Here is a tentative set of show standards for veiltails. In case any of you veiltail lovers are interested are interested in developing your own veiltail line, it will give you something to shoot for! 

• *Standard Veiltail* (VT)
• *Dorsal* (dorsal fin)
_The Dorsal is narrower at its base and has fewer rays than the (other fin variants.)_*(1)* _The fin should run in a sickle-shaped manner and not exceed over ¾ of the body length of the fish. It should not (run out in individual rays.) _*(2)* _Overlapping of the Dorsal over the fish body is not desired._
• *Caudal* (caudal fin)
_The caudal fin should be full with a broad base, but (long stretched.) _*(3)* _It should be at least the same length as the body of the fish. The rays come out of the tail root steeply rising in the upper part of the fin and then after reaching its highest point at 20% of the entire fin length, drop down in an even (elbow.)_ *(4)*
_Within the lower part of the fin the rays come out almost straight
from the tail root with an (easy upward arranged)_ *(5)* _curvature and then
drop down parallel to the other fin rays. Thus results in a light sickle-shaped (long stretched optics.) _*(6)*_ The Caudal must be able to be
carried easily by the fish in its entire length. The ends of the rays
should not have any spikes or indentations. An (easily corrugated)_ *(7)*_
fin border is permitted. The fin volume is to be stretched completely
(not too many rays and/or too much skin between the rays, no
pleating) when the fish flairs._
• *Anal* (anal fin)
_The anal fin should (set up at the highest point of the body)_ *(8)*_ and
be at least as long as the body and run out in its deepest end
(pointedly.
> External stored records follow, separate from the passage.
PR #1516, opened 2016-12-09
WELD-2267 add interceptor which can activate Request Context

manovotn:


tests/src/test/java/org/jboss/weld/tests/unit/bootstrap/xml/BeansXmlTest.java
```diff
@@ -97,7 +97,7 @@ public void testInterceptorsEnabled() throws Exception {
 
             public void run(WeldManager beanManager) {
                 ModuleEnablement enabled = ((BeanManagerImpl) beanManager).getEnabled();
-                assertEquals(2, enabled.getInterceptors().size());
+                assertEquals(3, enabled.getInterceptors().size());
```
manovotn: Had to change unit tests here - from what I gathered, this tests all enabled interceptors in given module. In this case one interceptor is from test itself, 2 others come from weld core.

mkouba: Hm, ok. It might be better to test whether a concrete interceptor classes are present...

impl/src/main/java/org/jboss/weld/context/activator/ActivateRequestContextInterceptor.java
```diff
@@ -51,20 +50,10 @@ public ActivateRequestContextInterceptor(@Unbound RequestContext requestContext,
...
-        } else {
-            try {
-                requestContext.activate();
-                return ctx.proceed();
-            } finally {
-                requestContext.invalidate();
-                requestContext.deactivate();
-            }
-        }
+        return RequestContextActivationUtils.activateContext(ctx, requestContext, beanManager);
```
mkouba: I would try to use abstract superclass instead of util methods...

manovotn:
Introduced the abstract class instead of utils.
As for the test, I would keep it as is - it's purpose is to test module-wide enabled CDI interceptors/decorators/...

mkouba:
Merged, thanks!

PR #1536, opened 2016-12-20
WELD-2291 throw ISE also when data for InterceptionFactory are cached.

tremes:


impl/src/main/java/org/jboss/weld/injection/InterceptionFactoryImpl.java
```diff
@@ -108,6 +108,7 @@ public T createInterceptedInstance(T instance) {
                 .getInterceptionFactoryData(configurator != null ? configurator.complete() : annotatedType);
 
         if (!cached.isPresent()) {
+            used = true;
```
mkouba: I think we should move `used = true;` right after `throw InterceptorLogger.LOG.interceptionFactoryNotReusable()` and also remove L125.

mkouba:
Merged, thanks!

PR #1547, opened 2017-01-04
WELD-2299 Add logging for InterceptionFactory.

manovotn:


mkouba:
I would also add some debug message when interceptors are not required (and proxy is not generated), ie.:
    
    if (!cached.isPresent()) {
           // log...  
           return instance;
    }

manovotn:
@mkouba not sure I am following here. What do you mean by 'not required'? That interceptor proxy already exists? In what situation would that happen?

mkouba:
We don't have to create a proxy if there are no `@AroundInvoke` interceptors associated. I'm not sure we have a test for this and whether it works as expected though...

tests-arquillian/src/test/java/org/jboss/weld/tests/interceptors/producer/InterceptionFactoryTest.java
```diff
@@ -65,6 +66,13 @@ public void testFooClassLevelBinding(@Produced("classLevel") Foo foo) {
     public void testFooEjbInterceptors(@Produced("ejbInterceptors") Foo foo) {
         assertEquals("Hello pong", foo.ping());
     }
+    
+    @Test
+    public void testFooNoInterceptors(@Produced("empty") Foo foo) {
+        // Note that the produced Foo is @Dependent
+        assertEquals(Foo.class, foo.getClass());;
```
manovotn: There is double `;` on this line.

tests-arquillian/src/test/java/org/jboss/weld/tests/interceptors/producer/InterceptionFactoryTest.java
```diff
@@ -65,6 +66,13 @@ public void testFooClassLevelBinding(@Produced("classLevel") Foo foo) {
...
+        assertEquals("pong", foo.ping());
```
manovotn: @mkouba I don't see how this verifies there is no proxy created?
The fact that you get `pong` string back is derived from the mere absence of **any** interceptor binding. It does not mean you don't have the proxy created, right?

mkouba: `assertEquals(Foo.class, foo.getClass())`. The produced `Foo` is `@Dependent` and so there is no client proxy and we can be sure the instance is the result of the producer method.

tests-arquillian/src/test/java/org/jboss/weld/tests/interceptors/producer/InterceptionFactoryTest.java
mkouba: Oops

mkouba:
Merged, thanks!

PR #1551, opened 2017-01-09
WELD-2277 Remove useless TODO comments

mkouba:
From now on, a TODO comment should only be used if it contains a key of an existing Weld issue.


mkouba:
Merged.

PR #1552, opened 2017-01-10
WELD-2213 Upgrade jboss-classfilewriter to 1.2.1.Final

mkouba:
- Weld still compiles against jboss-classfilewriter 1.1.x


mkouba:
Merged.

PR #1553, opened 2017-01-10
WELD-2307 Allow reflection calls for jboss-classfilewriter in tests.

manovotn:
Note that scope of WELD-2307 might be wider, e.g. more PRs might be coming due to reflection changes.
This one ensures that whenever jboss-classfilewriter is used, it is "granted reflection access" to JDK internals.

### DIFF
--- a/tests-arquillian/pom.xml
+++ b/tests-arquillian/pom.xml
@@ -227,7 +227,7 @@
                             </systemProperties>
                             <test>${test}</test>
                             <!-- Travis CI build workaround -->
-                            <argLine>${travis.surefire.argLine}</argLine>
+                            <argLine>${surefire.plugin.jdk9.args} ${travis.surefire.argLine}</argLine>
                         </configuration>
                     </plugin>
                 </plugins>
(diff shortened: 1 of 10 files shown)


manovotn:
Retest this please

manovotn:
Not sure why the osprey machine fails to start managed container for intergration tests. It works for me locally and the PR only adds JVM args which are in fact empty string on Java 8. Will need to look further into this.

tests-arquillian/pom.xml
```diff
@@ -272,7 +272,7 @@
                                 <arquillian.xml>wildfly-arquillian.xml</arquillian.xml>
                                 <jacoco.agent>${jacoco.agent}</jacoco.agent>
                                 <node.address>${node.address}</node.address>
-                                <additional.vm.args>${additional.vm.args}</additional.vm.args>
+                                <additional.vm.args>${surefire.plugin.jdk9.args}${additional.vm.args}</additional.vm.args>
```
manovotn: BTW, this one is more a paranoia than anything else. We are not yet testing this on WildFly, but I presume that as soon as we will, the same issue will pop up. Therefore, I added it right away.

mkouba:
Merged, thanks!

PR #1554, opened 2017-01-10
WELD-2308 Default scope for beans created from BeanConfigurator

mkouba:


tremes:
Actually I found out one little discrepancy here and it's the case when you call `javax.enterprise.inject.spi.configurator.BeanConfigurator#read(javax.enterprise.inject.spi.AnnotatedType<U>)`. Because in this case the scope of added bean is copied from the original AT and thus {{https://github.com/weld/core/pull/1554/files#diff-b16b9e99c5a67cdbceb32d229a0049d8R253}} will be always true. 

I think this is worth of CDI spec issue as well since this behavior makes sense I think. Btw. currently spec doesn't talk about {{BeanConfigurator.read}} methods at all AFAIK.

mkouba:
@tremes I don't understand. Could you elaborate?

tremes:
I tried to sum it up in https://issues.jboss.org/browse/CDI-681 and you can check following commit https://github.com/tremes/cdi-tck/commit/14f593b7cdfcea8d3cca2c880b303d8bb5a4cb19 which adds test for this. 
E.g the question could be: What will happen when I read some AnnotatedType by BeanConfigurator in ABD and add some stereotype defining scope? Which scope does this new bean have?

mkouba:
@tremes Yes, that makes sense.

mkouba:
Merged.

PR #1558, opened 2017-01-11
WELD-2305 JDK 9 package clash fixes

manovotn:
Split into two commits. First addresses clash between API and Core by changing core package name.
The other changes packages for all Weld modules as there were multiple clashes with both, API and Core (see stack in WELD-2305).
Technically, we could change just some of the packages, but then it would look weird/inconsistent. So I went ahead and changes all module packages to `org.jboss.weld.module.${module_name}`.

Along with that I also had to change module's META-INF/services in order to load them properly.

**NOTE:** Will require changes in WFLY (looking at it now).


manovotn:
@mkouba @tremes please let me know what you think  of this approach or whether you have any better ideas :)

manovotn:
Fixed one last glitch in servlet core to make it work on Tomcat.
@mkouba this is a complete PR, with it whole build and tests passed (using WFLY with https://github.com/weld/wildfly/pull/10)

impl/src/main/java/org/jboss/weld/contexts/AbstractBoundContext.java
```diff
@@ -14,9 +14,10 @@
  * See the License for the specific language governing permissions and
  * limitations under the License.
  */
-package org.jboss.weld.context;
+package org.jboss.weld.contexts;
 
-import org.jboss.weld.context.beanstore.BoundBeanStore;
+import org.jboss.weld.context.BoundContext;
```
tremes: It's not so important, but is this import necessary?

manovotn: Not sure I see what you mean... `AbstractBoundContext implements BoundContext`?

mkouba:
Merged, thanks!

PR #1559, opened 2017-01-11
WELD-2306 enable EJBTest.

tremes:
This is basic MDB test. I think it's also tested in TCK but still we can keep it.

### DIFF
--- a/tests-arquillian/src/test/java/org/jboss/weld/tests/ejb/mdb/EJBTest.java
+++ b/tests-arquillian/src/test/java/org/jboss/weld/tests/ejb/mdb/EJBTest.java
@@ -24,8 +24,6 @@ import javax.jms.QueueSession;
 import javax.jms.Session;
 import javax.naming.InitialContext;
 
-import org.junit.Assert;
-
 import org.jboss.arquillian.container.test.api.Deployment;
 import org.jboss.arquillian.junit.Arquillian;
 import org.jboss.shrinkwrap.api.Archive;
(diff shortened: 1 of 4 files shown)


tests-arquillian/src/test/java/org/jboss/weld/tests/ejb/mdb/EJBTest.java
```diff
@@ -51,20 +48,16 @@
...
     @Test
-    @Ignore
-    // TODO Need a way to deploy test-destinations-service.xml to JBoss AS
     public void testMdbUsable(Control control) throws Exception {
         InitialContext ctx = new InitialContext();
         QueueConnectionFactory factory = (QueueConnectionFactory) ctx.lookup("ConnectionFactory");
         QueueConnection connection = factory.createQueueConnection();
         QueueSession session = connection.createQueueSession(false, Session.AUTO_ACKNOWLEDGE);
-        Queue queue = (Queue) ctx.lookup("queue/testQueue");
+        Queue queue = (Queue) ctx.lookup("java:jboss/exported/jms/queue/test");
```
mkouba: Is it safe to use a hard-coded JNDI name? I mean the name of the test queue could change in the next WildFly version and so might not be able to run the tests against multiple WildFly versions...

tremes: Well I think yes because https://github.com/weld/core/blob/master/tests-arquillian/src/test/java/org/jboss/weld/tests/util/WeldExtension.java handles this in https://github.com/weld/core/blob/master/tests-arquillian/src/test/java/org/jboss/weld/tests/util/WildFly8EEResourceManager.java#L40

We can export this string as a constant e.g in https://github.com/weld/core/blob/master/tests-arquillian/src/test/java/org/jboss/weld/tests/util/WildFlyMessaging.java

mkouba: @tremes You're right.
> We can export this string as a constant...

That's a good idea.

mkouba:
Merged, thanks!

PR #1563, opened 2017-01-16
WELD-2312 fix JDK 9 module clashes between Weld Core and API.

manovotn:


manovotn:
**NOTE:** CI cannot pass this as we need to build WFLY with newest Weld version to have the packages correct.
@mkouba also, WildFly will again need to add [`<module name="org.jboss.weld.api"/>`](https://github.com/weld/wildfly/commit/92acc2c6f2c72b7733d4ce1629aea46c0d6318b8#diff-2a1e1b801961cfa8b6689c2c07c6971dR45) into its jsf-injection module.

However, I did the testing locally, and after applying the above change, all tests passed for me.

manovotn:
We decided to restrain from applying such vast changes to a bugfix release version of Weld. Note that Weld 2.4+ will still be executable with JDK 9 for as long as one doesn't use module-info. Closing the PR.

Issue #2, opened 2023-05-03
TypeError: generate() got an unexpected keyword argument 'new_text_callback'


untszlung:
/privateGPT/gpt4all_j.py", line 152, in _call
    text = self.client.generate(
TypeError: generate() got an unexpected keyword argument 'new_text_callback'

jeremypeters:
Same issue reported here: https://github.com/hwchase17/langchain/issues/3839

imartinez:
The issue is that [pygpt4all depends on pyjptj](https://github.com/nomic-ai/pygpt4all/blob/b0b87bd87e9bc002145c3896db4cedfb985b6086/setup.py#LL29C38-L29C44) without fixing a version of that library. And that library was [updated yesterday](https://github.com/abdeladim-s/pygptj/commit/0fb2a6363bcc01197d8bf0a3d7c72b3e95bf4844#diff-b61529f59d4ea8e74265769baca9e434326411e8ebeeaa005516ba884ef9eb50L130) to v2.0.3 with breaking changes, including a change of the `generate` method parameters. 

You can just change `gpt4all_j.py` call to `generate` to adapt it to the new signature. Feel free to open a PR. Thanks for reporting @untszlung and for the reference @jeremypeters

mkinney:
I was able to get the `python privateGPT.py` to work by modifying the `requirements.txt` file:

```
% cat requirements.txt
langchain==0.0.154
pygptj==1.0.10
pygpt4all==1.0.1
chromadb==0.3.21
llama-cpp-python==0.1.41
```

Testing it now. If it works, I'll have a PR.

jeremypeters:
All working now, thanks :)

vevac3:
File "/home/swarnava/op.py", line 539, in <module>
    main()
  File "/home/swarnava/op.py", line 532, in main
    response = chat_with_gemini(user_input)
  File "/home/swarnava/op.py", line 204, in chat_with_gemini
    response = model.generate_content(
TypeError: generate_content() got an unexpected keyword argument 'prompt'

vevac3:
> File "/home/swarnava/op.py", line 539, in main() File "/home/swarnava/op.py", line 532, in main response = chat_with_gemini(user_input) File "/home/swarnava/op.py", line 204, in chat_with_gemini response = model.generate_content( TypeError: generate_content() got an unexpected keyword argument 'prompt'

How should i overcome it

PR #3, opened 2023-05-04
pin pygptj

mkinney:
fix for #2


imartinez (approved):
We'll go with this fix and update everything to support layer versions of the libs in the future. 

Thanks for the PR!

PR #36, opened 2023-05-11
Made the code handle errors

coderwithsense:
I have just changed the way of writing "ingest.py" and "privateGPT.py" files
Now they handle errors and are in more readable manner

### DIFF
--- a/ingest.py
+++ b/ingest.py
@@ -1,22 +1,41 @@
+import sys
 from langchain.document_loaders import TextLoader
 from langchain.text_splitter import RecursiveCharacterTextSplitter
 from langchain.vectorstores import Chroma
 from langchain.embeddings import LlamaCppEmbeddings
-from sys import argv
 
 def main():
-    # Load document and split in chunks
-    loader = TextLoader(argv[1], encoding="utf8")
-    documents = loader.load()
-    text_splitter = RecursiveCharacterTextSplitter(chunk_size=500, chunk_overlap=50)
-    texts = text_splitter.split_documents(documents)
-    # Create embeddings
-    llama = LlamaCppEmbeddings(model_path="./models/ggml-model-q4_0.bin")
-    # Create and store locally vectorstore
-    persist_directory = 'db'
-    db = Chroma.from_documents(texts, llama, persist_directory=persist_directory)
-    db.persist()
-    db = None
+    # Check if the input file path is provided
+    if len(sys.argv) < 2:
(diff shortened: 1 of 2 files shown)


privateGPT.py
```diff
@@ -4,36 +4,45 @@
...
+            print(query)
+            print("\n> Answer:")
+            print(answer)
+
+            # Print the relevant sources used for the answer
+            for document in docs:
+                print("\n> " + document.metadata["source"] + ":")
+                print(document.page_content)
+
+    except FileNotFoundError:
```
imartinez, line 41: Not sure this FileNotFoundError is relevant here, given there is no manual file input by the user. I'd remove it.

imartinez (commented):
Thanks for the improvements! Definitely worth merging. Please take a look at my only comment.

privateGPT.py
coderwithsense: Surely, i will update that too

imartinez:
@coderwithsense please update the branch with latest changes on main so it can be merged. Shouldn't be hard to integrate. Thanks!

rabotone:
How to deploy

privateGPT.py
coderwithsense: okay i will do the same

coderwithsense:
> @coderwithsense please update the branch with latest changes on main so it can be merged. Shouldn't be hard to integrate. Thanks!

okayy

ingest.py
```diff
@@ -1,22 +1,41 @@
+import sys
 from langchain.document_loaders import TextLoader
 from langchain.text_splitter import RecursiveCharacterTextSplitter
 from langchain.vectorstores import Chroma
 from langchain.embeddings import LlamaCppEmbeddings
```
jayresolf132, line 5: Sorry.

privateGPT.py
jayresolf132: > Not sure this FileNotFoundError is relevant here, given there is no manual file input by the user. I'd remove it.

Yo!

ingest.py
```diff
@@ -1,22 +1,41 @@
...
+    if len(sys.argv) < 2:
+        print("Please provide the path to the input file as a command line argument.")
+        return
+
+    input_file_path = sys.argv[1]
+
+    try:
+        # Load document and split into chunks
+        loader = TextLoader(input_file_path, encoding="utf8")
+        documents = loader.load()
```
jayresolf132, line 18: Nay!

PR #38, opened 2023-05-11
Support the GPTCache

SimFG:
[GPTCache](https://github.com/zilliztech/GPTCache) will reduce the time cost for answering the similar questions


SimFG:
@imartinez If you have a free time, please help me checkout it

PR #51, opened 2023-05-11
PDF support

robli314:


robli314:
the code will automatically detect if the file used to ingest is a PDF

imartinez:
This was already covered in #53

PR #56, opened 2023-05-11
Updated README.md Instructions for custom datasets

bestcode123:
There previously was a lack of clarity on the custom dataset front as there was no clear instructions on how to structure a custom dataset. Hopefully this will be cleared up on my slightly updated README.md file.

### DIFF
--- a/README.md
+++ b/README.md
@@ -20,6 +20,10 @@ Then, download the 2 models and place them in a folder called `./models`:
 ## Test dataset
 This repo uses a [state of the union transcript](https://github.com/imartinez/privateGPT/blob/main/source_documents/state_of_the_union.txt) as an example.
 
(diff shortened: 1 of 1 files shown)


imartinez (commented):
I don't fully agree with the idea you are adding in the readme. There is no need for the document to contain spoken English or conversational content. Actually the magic of LLMs is that they are capable of "understanding" written text, extract the concepts and return them to the user in a conversational way (if that's what the LLM was trained for). So any piece of text containing a Wikipedia article, a set of instructions, documentation, etc. should work just fine

bestcode123:
Ok I will edit this now

bestcode123:
@imartinez I have accidentally deleted my forked repo, I have re continued this pr on a new one

PR #58, opened 2023-05-11
Load .env file

sorin:
The previous commit introduced .env but it's not being loaded


imartinez (approved):
Thanks a lot for the quick fix!

alxspiker:
I apoligize, I use Visual Studio Code as my IDE and I guess it loads .env by itself, didnt know that until now.

PR #62, opened 2023-05-12
Update README.md

seakintruth:
Adds code to let the user just use the defaults by running these commands...

### DIFF
--- a/README.md
+++ b/README.md
@@ -26,6 +26,15 @@ Then, download the 2 models and place them in a directory of your choice (Ensure
 - LLM: default to [ggml-gpt4all-j-v1.3-groovy.bin](https://gpt4all.io/models/ggml-gpt4all-j-v1.3-groovy.bin). If you prefer a different GPT4All-J compatible model, just download it and reference it in your `.env` file.
 - Embedding: default to [ggml-model-q4_0.bin](https://huggingface.co/Pi3141/alpaca-native-7B-ggml/resolve/397e872bf4c83f4c642317a5bf65ce84a105786e/ggml-model-q4_0.bin). If you prefer a different compatible Embeddings model, just download it and reference it in your `.env` file.
 
+To use the defaults run these commands (assumes you have curl installed)
+```shell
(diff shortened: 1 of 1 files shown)


patmejia (approved):
Recommending to also add: 

```
python3 -m venv env
source env/bin/activate
pip install -r requirements.txt
pip install --upgrade pip
```
check installation:
```
pip show langchain chromadb pygpt4all llama-cpp-python urllib3
```

README.md
```diff
@@ -26,6 +26,15 @@ Then, download the 2 models and place them in a directory of your choice (Ensure
 - LLM: default to [ggml-gpt4all-j-v1.3-groovy.bin](https://gpt4all.io/models/ggml-gpt4all-j-v1.3-groovy.bin). If you prefer a different GPT4All-J compatible model, just download it and reference it in your `.env` file.
 - Embedding: default to [ggml-model-q4_0.bin](https://huggingface.co/Pi3141/alpaca-native-7B-ggml/resolve/397e872bf4c83f4c642317a5bf65ce84a105786e/ggml-model-q4_0.bin). If you prefer a different compatible Embeddings model, just download it and reference it in your `.env` file.
 
+To use the defaults run these commands (assumes you have curl installed)
+```shell
+cp example.env .env
+mkdir models
+cd models
+curl https://gpt4all.io/models/ggml-gpt4all-j-v1.3-groovy.bin --output ggml-gpt4all-j-v1.3-groovy.bin
+url="https://huggingface.co/Pi3141/alpaca-native-7B-ggml/resolve/397e872bf4c83f4c642317a5bf65ce84a105786e/ggml-model-q4_0.bin"; curl -L $url -o $(basename $url)
```
imartinez, line 35: Why using curl in two different ways?

seakintruth: Because huggingface requires following a redirect.

seakintruth: But yes the same method of referencing the url could (should?) be used for both calls. Should a Bash disclaimer be added?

The form is to resemble a parallelogram.)_ *(9)*
• *Ventrals* (ventral fins)
_The ventral fins are to be the same length as one another and should look like a curved knife blade. They should BE at least 1/3 as long as the
body._


----------



## JamieTron (May 16, 2009)

that's very cool, glad they are bringing them back into the limelight


----------



## DragonFish (Mar 31, 2009)

Ahhh, so exciting!  The VT is FINALLY being recognized for its beauty! <3
This makes me tempted to start a breeding line and show.....but, yeah :lol: Bad judging experiences...


----------



## MrVampire181 (May 12, 2009)

I've been talking about this for like a year!! Now I can breed them without it feeling like its a waste (of course it never is but y'know what I mean).


----------



## Zenandra (Nov 14, 2009)

I know isn't it wonderful! Veils are my favorite tail type! And now I can work on my own strain and actually have a standard and a goal in mine and an opportunity to show them when the time comes!


----------



## andakin (Aug 10, 2009)

i mustve missed something in the betta community. im curious to as when this standard came out and who came up with it?


----------



## dramaqueen (Jul 7, 2008)

Me, too.


----------



## Zenandra (Nov 14, 2009)

As I said it is a tentative show standard. This is a german show standard for the veiltails and we are working on developing our own based off of this.


----------



## MrVampire181 (May 12, 2009)

andakin said:


> i mustve missed something in the betta community. im curious to as when this standard came out and who came up with it?


 Long time no see! Welcome back!


----------